Aside from this, @kanzure don't blame yourself for Python's string/Unicode API being awful and hard to use properly. 90% of us struggle with the same issues.

sigmavirus24 commented 11 years ago

@kanzure this may be of interest to you.

@adamlwgriffiths you may be interested but it's a different tool (albeit related) and might give you a way to send an easy PR.

adamlwgriffiths commented 11 years ago

Interesting points. This would adversely affect the readability of serialised objects, I'm not sure if that's an issue.

It seems this is a pretty common issue. I just tried 'jsonpickle', and it triggers the same exception with this data. =/

adamlwgriffiths commented 11 years ago

At least the response.encoding is correct.

ISO-8859-1

https://en.wikipedia.org/wiki/ISO/IEC_8859-1 Wikipedia that 0xe9 in ISO-8859-1 is definitely e-acute (https://en.wikipedia.org/wiki/%C3%89).
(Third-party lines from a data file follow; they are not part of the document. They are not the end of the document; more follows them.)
PR #194, opened 2017-02-13
updated json example with managed state

Crazy-Owl:
Reading the docs and trying out examples, I've noticed that JSON example uses `lazy_static` way to handle state. Which I've changed to managed state as this seems to be the preferred way to handle state in Rocket.

I've also had to update tests since `run_test!` macro was not properly isolating objects that were created inside: `lazy_static`-initialized objects were leaking outside the test runs.

### DIFF
--- a/examples/json/src/main.rs
+++ b/examples/json/src/main.rs
@@ -70,10 +70,13 @@ fn not_found() -> JSON<Value> {
     }))
 }
 
-fn main() {
+fn rocket() -> rocket::Rocket {
     rocket::ignite()
         .mount("/message", routes![new, update, get])
         .catch(errors![not_found])
         .manage(Mutex::new(HashMap::<ID, String>::new()))
-        .launch();
+}
+
+fn main() {
+    rocket().launch();
 }
--- a/examples/json/src/main.rs
+++ b/examples/json/src/main.rs
@@ -3,13 +3,13 @@
 
 extern crate rocket;
 extern crate serde_json;
-#[macro_use] extern crate lazy_static;
 #[macro_use] extern crate rocket_contrib;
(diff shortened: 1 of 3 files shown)


examples/json/src/main.rs
```diff
@@ -76,5 +74,6 @@ fn main() {
     rocket::ignite()
```
SergioBenitez: Move this into a `rocket` function like the `forms` example does, and then call that function from `main` and from the tests as well.

Crazy-Owl: Sure thing! I'll submit the change tomorrow

Crazy-Owl:
Actually, the change is so minor I've decided to give it a try right now ;)

examples/json/src/tests.rs
```diff
@@ -5,18 +5,16 @@ use rocket::http::{Status, ContentType};
 use rocket::Response;
 
 macro_rules! run_test {
-    ($req:expr, $test_fn:expr) => ({
-        let rocket = rocket::ignite()
-            .mount("/message", routes![super::new, super::update, super::get])
-            .catch(errors![super::not_found]);
-
+    ($req:expr, $test_fn:expr, $rocket:expr) => ({
```
SergioBenitez: Can we make `rocket` the first argument to this macro? It looks a bit odd hanging off at the end there.

Crazy-Owl: Sure, done.

SergioBenitez:
This is awesome. Thank you!

SergioBenitez:
Merged in https://github.com/SergioBenitez/Rocket/commit/3e063af965ece6fac3376eb78646eebad92ab439. Thank you again!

The problem is that json is assuming utf-8. The response.encoding needs to be used (I think).

json.dumps(obj, encoding=response.encoding)

The problem with this is that json.loads requires the encoding to be passed in also. This also presents a problem as you need to know the encoding to de-serialise the response at a later time. Which is not very 'just works'.

The other possible method would be to drop the non-utf8 characters.

response.text.encode('utf-8', errors='ignore')

But then you'll cause problems with serialising pages in non-utf8 encodings.

I'm not sure what the proper fix is.

adamlwgriffiths commented 11 years ago

I've changed the flow of my code so this is no longer an issue for me.

I'm not sure how you'd fix it cleanly because I think you need the encoding at both serialisation and deserialisation time, which would change your API and cause a lot of issues.